PR #149, opened 2015-03-25
Properly handle submodule-only changes

### LINKED ISSUE #148: Unable to commit only submodule updates
In my dotfiles repo, I am trying to update some git submodules, but when I do it, overcommit fails out and I am unable to commit.

```sh
~/dotfiles git:master ❯❯❯ git commit
Running pre-commit hooks

✓ All pre-commit hooks passed

Unable to restore working tree after pre-commit hooks run:
STDOUT:
STDERR:No stash found.
```

At the end of this, I am left with my updated submodules uncommitted and unstaged. This might be happening because overcommit is creating a stash with nothing in it (because submodules are weird), which results in no stash getting created.

I believe I used to be able to do this, so I think this might be a problem with the latest release. overcommit 0.23.0

jawshooah:
Don't clear the working tree or apply the last stash if only submodule changes are staged.

Fixes #148

### DIFF
--- a/spec/overcommit/hook_context/pre_commit_spec.rb
+++ b/spec/overcommit/hook_context/pre_commit_spec.rb
@@ -66,6 +66,30 @@ describe Overcommit::HookContext::PreCommit do
       end
     end
 
+    context 'when only a submodule change is staged' do
+      around do |example|
+        submodule = repo do
+          `git commit --allow-empty -m "Initial commit"`
+        end
+
+        repo do
+          `git submodule add #{submodule} sub &>/dev/null`
+          `git commit -m "Add submodule"`
+          `echo "Hello World" > sub/submodule-file`
+          `git submodule foreach 'git add submodule-file'`
+          `git submodule foreach 'git commit -m "Another commit"'`
+          `git add sub`
+          example.run
+        end
+      end
+
+      it 'keeps staged submodule change' do
+        subject
+        `git diff`.should be_empty
+        File.open('sub/submodule-file', 'r').read.should == "Hello World\n"
+      end
+    end
+
     context 'when a broken symlink is staged' do
       around do |example|
         repo do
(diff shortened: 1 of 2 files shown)


lencioni:
This looks good to me, but @sds has more context and might have better thoughts.

Can you write a test to go along with this?

lencioni:
Oh, also thanks for the speedy pull request!

spec/overcommit/hook_context/pre_commit_spec.rb
```diff
@@ -66,6 +66,30 @@
...
+          `git submodule foreach 'git add submodule-file'`
+          `git submodule foreach 'git commit -m "Another commit"'`
+          `git add sub`
+          example.run
+        end
+      end
+
+      it 'keeps staged submodule change' do
+        subject
+        `git diff`.should be_empty
```
sds: Would it make more sense to check that the submodule change was committed, rather than checking that the diff was empty? It's possible that we simply lost all changes, in which case the diff would still be empty.

jawshooah: But `setup_environment` and `cleanup_environment` run _before_ the commit. Are you suggesting something like this?

```ruby
`git commit -m "Submodule update"`
`git show`.should include('sub')
```

sds: Sorry, poor terminology on my part. We should check that `git diff --cached` has the submodule change in it (i.e. that the changes are still staged). Make sense?

jawshooah: Gotcha, I'll make the change.

spec/overcommit/hook_context/pre_commit_spec.rb
```diff
@@ -66,6 +66,30 @@
...
+          `git submodule foreach 'git commit -m "Another commit"'`
+          `git add sub`
+          example.run
+        end
+      end
+
+      it 'keeps staged submodule change' do
+        expect { subject }.to_not change {
+          (`git diff --cached` =~ /-Subproject commit[\s\S]*\+Subproject commit/).nil?
+        }.from(false)
```
jawshooah: @sds How's this?

sds:
Thanks! Merged in 9172dd36b68b5a761c21c08581b4a66ea7905499.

## TASK
Go through the records above and copy each line where "with" is found.

## RESULT OF THE EXERCISE
At the end of this, I am left with my updated submodules uncommitted and unstaged. This might be happening because overcommit is creating a stash with nothing in it (because submodules are weird), which results in no stash getting created.
I believe I used to be able to do this, so I think this might be a problem with the latest release. overcommit 0.23.0
Can you write a test to go along with this?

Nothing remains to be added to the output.